The European Commission (EC) has granted approval for Novo Holdings' landmark $16.5 billion acquisition of Catalent, marking a crucial step forward in reshaping the pharmaceutical manufacturing landscape. The transaction, initially announced in February 2024, represents a significant consolidation in the pharmaceutical services sector.
The approval follows a positive shareholder vote on May 29 and sets the stage for a series of strategic transactions between Novo Holdings and Novo Nordisk. Under the agreement, Novo Holdings will acquire Catalent's entire operations, with plans to subsequently transfer three key manufacturing facilities to Novo Nordisk.
Strategic Manufacturing Site Transfers
The planned divestment includes three of Catalent's more than 50 global manufacturing sites to Novo Nordisk:
- Bloomington facility in Indiana, United States
- Brussels facility in Belgium
- Anagni facility in Italy
Transaction Impact and Leadership Perspective
Alessandro Maselli, CEO and president of Catalent, expressed optimism about the EC approval: "We are pleased to have received European Commission approval, which is a significant milestone toward completing our pending transaction with Novo Holdings." He emphasized the potential benefits of operating as a private company under Novo Holdings' support.

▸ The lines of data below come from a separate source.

PR #501, opened 2019-06-12
Deprecate inline link-to

NullVoxPopuli:
[rendered](https://github.com/NullVoxPopuli/rfcs/blob/deprecate-inline-link-to/text/0000-deprecation-inline-link-to.md)

### DIFF
--- a/text/0000-deprecation-inline-link-to.md
+++ b/text/0000-deprecation-inline-link-to.md
@@ -1,0 +1,34 @@
+- Start Date: (fill me in with today's date, YYYY-MM-DD)
+- Relevant Team(s): (fill this in with the [team(s)](README.md#relevant-teams) to which this RFC applies)
+- RFC PR: (after opening the RFC PR, update this with a link to it and update the file name)
+- Tracking: (leave this empty)
+
+# Deprecate Inline {{link-to}}
+
+## Summary & Motivation
+
+`<LinkTo>` does not support inline invocation, and while `{{link-to}}` does, deprecating the inline form will not only help people migrate but may reduce misuse of the inline arg (what can happen instead of converting to block-from).
+
+Because `{{link-to}}` uses a variety of positional params, it has been inconsistent with itself with respect to the meaning of each position of the params. Sometimes the first param is a route name, sometimes it is the content of the anchor tag.
+
+## Transition Path
+
+Convert all inline `{{link-to}}`s to block-form, or use the `<LinkTo>` component.
+
+## How We Teach This
+
+The ember guides would need to remove mentions of the inline-link form, such as:
+
+https://guides.emberjs.com/release/templates/links/#toc_adding-additional-attributes-on-a-link
+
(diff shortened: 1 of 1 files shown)


Panman8201:
I use inline `{{link-to}}` fairly often because I never have anything special within the block `{{#link-to "route.name"}}Nothing Special{{/link-to}}` so inline just shortened it up `{{link-to "Nothing Special" "route.name"}}`

I don't have a strong feeling one way or the other so meh. 🤷‍♂ But since Glimmer Components don't have positional parameters, and if `{{link-to}}` will eventually become a Glimmer Component then this RFC make sense.

To the alternate suggestion, I've created components that `{{#if (has-block)}}{{yield}}{{else}}{{@text}}{{/if}}` as a way to support both options.

NullVoxPopuli:
I think in a post-curly world, the options would be:

```hbs
<LinkTo @route='route.name'>
  Nothing Special
</LinkTo>

for block or

<LinkTo @route='route.name' @text='Nothing Special' />

for inline
```

mehulkar:
Is a lint rule, build time transform, or codemod possible to handle existing inline link-tos? (I personally don't like build time transforms of my code, but codemod/lint rule would be awesome. Either way, I don't have a horse in this race, since I do not use inline link-to!

rwjblue:
It's definitely easy to write a lint rule for it, and it _may_ be possible to write a simple codemod that would handle the majority of cases.

robclancy:
we made our own component for this which works like this...

`<Link @to={{route 'users.show' user.id}}>`

The benefit of this is that we can build the route anywhere and have it sent to the link. Whereas if you have separate attributes it gets a bit harder. Obvioulsy we shouldn't be using `<Link` since it is already used by head stuff. 

Just thought I'd mention it, either way I 100 percent want to see this change made.

lougreenwood:
I'm confused, the PR says:

> `<LinkTo>` does not support inline invocation

but above @NullVoxPopuli says:

> I think in a post-curly world, the options would be:
```
<LinkTo @route='route.name' @text='Nothing Special' />

for inline
```

So does that mean if this RFC is merged, we will need to also add "inline angle bracket link-to" to fill in the gap?

robclancy:
Personally I think the inline should just never be supported. It isn't how HTML works.

paulyoder:
I use the inline link-to all the time. I would love to see a codemod available if it's deprecated.

tleperou:
Even if I use inline `{{link-to}}` in my apps, I do agree with @robclancy to limit only to one option.

That makes sense to provide an HTML-DOM-like `<Link-to></Link-to>`:
* Developers feel more comfortable with a `<a>`-like component
* Emberistas love the convention over configuration philosophy, hence to stick with one opinion
* Easier to teach. In contrast, it avoids explaining why there are 2 different manners

NullVoxPopuli:
Support for positional link-to args has been removed in v4

NullVoxPopuli:
More information: https://deprecations.emberjs.com/v3.x#toc_ember-glimmer-link-to-positional-arguments

PR #502, opened 2019-06-15
Explicit Service Injection

NullVoxPopuli:
[rendered](https://github.com/nullvoxpopuli/rfcs/blob/explicit-dependency-injection/text/0000-explicit-dependency-injection.md)


webark:
@NullVoxPopuli Where does the class name come from? Is it just the path camel cased with the type tacked on? Would it be something you import? Is it the class name you define in the individual file that would get pulled out?

flashios09:
hi @NullVoxPopuli ,
i like the idea :clap:
this will add some imports but it will make the code more clear/readable
i wish if we can do the same with a model
so instead if this:
```js
this.store.findAll('post', '...')
``` 
we have:
```js
@service(StoreService) store;
// i prefer the pluralized form, `posts` not `post` for model name
@model(PostsModel) posts;
// ...

doSomething() {
    this.store.findAll(this.posts, '...');
    // or
    this.posts.somePostsModelMethod(...);
   // maybe
   this.posts.findAll(...);
}
```

buschtoens:
A few tangents regarding TypeScript.

Currently I (we?) do this for TypeScript:

```ts
import Service, { inject as service } from '@ember/service';
import BarService from './bar';

class FooService extends Service {
  @service bar!: BarService;
}
```

Alternatively you can get around the extra import of `BarService`, if you provide the service name explicitly and use the old Ember Object Model:

```ts
import Service, { inject as service } from '@ember/service';

class FooService extends Service.extends({
  bar: service('bar')
}) {
}
```

This works because of the clever [registry pattern](https://github.com/typed-ember/ember-cli-typescript-blueprints/blob/master/blueprints/service/files/__root__/__path__/__name__.ts#L9-L14). The reason you have to use the Ember Object Model is that decorators still can't yet change the type signature: https://github.com/microsoft/TypeScript/issues/4881

Once they could, the following should type-check and infer the service class automatically:

```ts
import Service, { inject as service } from '@ember/service';

class FooService extends Service {
  @service bar;
}
```

For the time being, if you don't want to or can't use the Ember Object Model, but dislike explicitly importing the injtectee class, you could use the trick that we discussed in https://github.com/machty/ember-concurrency-decorators/pull/50: Use a Babel transform to convert class property assignments to decorated properties.

```ts
import Service, { inject as service } from '@ember/service';

class FooService extends Service {
  bar = service('bar');
}

// gets transformed into

class FooService extends Service {
  @service('bar') bar;
}
```

I have a transform for it ready, but I need to battle-test and optimize it further:
[`babel-plugin-transform-class-property-assignment-to-decorator`](https://github.com/buschtoens/babel-plugin-transform-class-property-assignment-to-decorator)

gossi:
@buschtoens

> Alternatively you can get around the extra import of `BarService`

if I understand this RFC correctly, it is about explicitely importing the respective class and exchange the string lookup for the class definition.

Second is: As much as we love typescript, this RFC must work for JS and as such the registry pattern from e-c-ts isn't available in pure js land. So with this RFC TS code will look like this:

```ts
import Service form '@ember/serivce';
import NotificationsService from 'my-project/services/notifications';

class Foo extends Service {
  @service(NotificationsService) notifications: NotificationsService;
}
```

at least until decorators can mutate the type definition for properties (then we can get rid of the _doubled_ written class name).

buschtoens:
@gossi This is exactly why I raised these points. While Ember is committed to not pushing TypeScript onto anybody and offering first-class support for JS, we are equally committed to offering first-class support for TypeScript as well.

I find it important that, as long as decorators cannot change types in TS or using a Babel transform is not a community-accepted and agreed upon opinion, we do not deprecate string lookups, as this could worsen ergonomics for some TypeScript users.

buschtoens:
One further observation: The Ember Resolver / Container system is a bit of magic in the background. You don't _always_ know where the backing injectee class is actually located or it might not be accessible to the code you are authoring.

There's also nothing preventing you from registering the same class with multiple names or even generating the names at runtime.

Admittedly these are uncommon edge cases.

lougreenwood:
Also, by requiring explicit class name use, we're coupling the class to a specific service, but this shouldn't be a concern of the class:

```
Dependency injection is one form of the broader technique of inversion of control. The client delegates the responsibility of providing its dependencies to external code (the injector). The client is not allowed to call the injector code;[2] it is the injecting code that constructs the services and calls the client to inject them. This means the client code does not need to know about the injecting code, how to construct the services **or even which actual services it is using; the client only needs to know about the intrinsic interfaces of the services because these define how the client may use the services**. This separates the responsibilities of use and construction.
```
https://en.wikipedia.org/wiki/Dependency_injection

I mean, if we're going to import the `ClassName`, why not instantiate the service singleton and skip the `service()` container lookup all together.... But we all know that's a bad idea as it removes IoC.

So whilst I like the look of this as purely a nicer way to write TS classes in Ember right now - it's not really DI any more since the explicit class name is required (no more IoC).

So it seems that if the goal is to improve typing in TS, proper TS support for decorators will give us that.

For newbies that get confused by strings, maybe we need to better teach the newbies about DI and why a string name is about as explicit & accurate a DI lookup name should be to maintain proper separation.

buschtoens:
@lougreenwood I totally agree with the point your making regarding isolation of concerns.

However, I think @NullVoxPopuli was not aiming at better TypeScript support, but instead better "cmd+clickability" support for generic JS IDEs / users that _don't_ use TypeScript.

<sup>Please correct me, if I am wrong.</sup>

lougreenwood:
yeah - you're right, I was getting ahead of myself - sorry :D

But IMO, we also shouldn't start hacking apart established patterns for nicer IDE support - our solution should "work with the patterns" as well as "using the platform".

So if I understand JS & IDE's correctly... Since JS is not typed, and by it's nature DI de-couples - then there's no "platform" mechanism which is true to DI other than typing (and decorators changing function signature) which allows nice IDE integration?

NullVoxPopuli:
@webark the class would be an import of the service itself :)

```ts
import Component from '@glimmer/components;
import { inject as service } from '@ember/services;
import MyService from 'appmame/services/my-service';

  @service(MyService) myService;
}

```

:)

NullVoxPopuli:
@buschtoens the registry pattern could be used with classes as keys, couldn't it?

NullVoxPopuli:
> then there's no "platform" mechanism which is true to DI 

If only we had interfaces we could use instead :)

NullVoxPopuli:
Renamed RFC due to technicality in DI definition

buschtoens:
> the registry pattern could be used with classes as keys, couldn't it?

@NullVoxPopuli Yes, of course it could. But that's not the point I was trying to make. 🙂

Switching to a class-based registry / decorator and deprecating the string-based one, means that the future TypeScript ergonomics will be much worse, because you can't any more use the property name to infer the injection, as show in https://github.com/emberjs/rfcs/pull/502#issuecomment-502341690.

NullVoxPopuli:
Gotchya, so string lookup stays :)

webark:
> the class would be an import of the service itself

Thanks for clearing that up!

So there’s a pattern where you extend a dependencies service, to either overwrite or extend the dependent service. 

When this is done, all of your existing references are updated.

With direct imports, would you always import a dependents service from the addons merged “app” space, even if it doesn’t exist? Or would you need to go and update all of your imports where you had imported them from the depended addon?

NullVoxPopuli:
>  would you always import a dependents service from the addons merged “app” space, even if it doesn’t exist? Or would you need to go and update all of your imports where you had imported them from the depended addon?

it should resolve to the same thing in both scenarios, afaik

buschtoens:
> > With direct imports, would you always import a dependents service from the addons merged “app” space, even if it doesn’t exist? Or would you need to go and update all of your imports where you had imported them from the depended addon?

> it should resolve to the same thing in both scenarios, afaik

An addon that has a service re-export in its `app` tree would make the service available in the host app, via the resolver, however the file would not be physically "there", meaning that "cmd+click" would fail, while the import would work at runtime.

---

I don't want to explode the scope here, but this segways into another interesting problem: What is the "official" way (pre and post this RFC) to override / clobber an addon's service (from another addon possibly)?

One way is using `ember-addon.after` in the `package.json` of the overriding addon to ensure that its `app` tree clobbers the `app` tree of the overridden addon. You could do the same from the host app as well.

One major hazard of this approach is https://github.com/babel/ember-cli-babel/issues/240: If you use a file extension other than `js`, the clobbering might fail non-deterministically.

NullVoxPopuli:
> I don't want to explode the scope here, but this segways into another interesting problem: What is the "official" way (pre and post this RFC) to override / clobber an addon's service (from another addon possibly)?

The acquisition is expected to enhance Catalent's strategic capabilities by leveraging Novo Holdings' substantial resources. This alignment aims to create increased value for stakeholders while improving outcomes for customers and patients served by both organizations.
Financial and Legal Framework
The transaction has been structured with comprehensive financial and legal support:
- Catalent received financial advice from Citi and JP Morgan
- Legal counsel was provided by Skadden, Arps, Slate, Meagher & Flom and Jones Day
- Novo Holdings was advised financially by Morgan Stanley & Co
- Legal guidance for Novo Holdings came from Goodwin Procter and Linklaters
Path to Completion
While the EC approval represents a significant milestone, the transaction's final closure remains subject to additional regulatory clearances and customary closing conditions in other jurisdictions. Novo Nordisk anticipates completing the acquisition by the end of 2024, pending satisfaction of all remaining requirements.
The transaction underscores Novo Holdings' commitment to its mission of improving health outcomes and societal sustainability while generating long-term returns. As the investment arm of the Novo Nordisk Foundation and controlling shareholder of Novo Nordisk and Novonesis, Novo Holdings maintains its independent operational status while pursuing strategic growth opportunities in the pharmaceutical sector.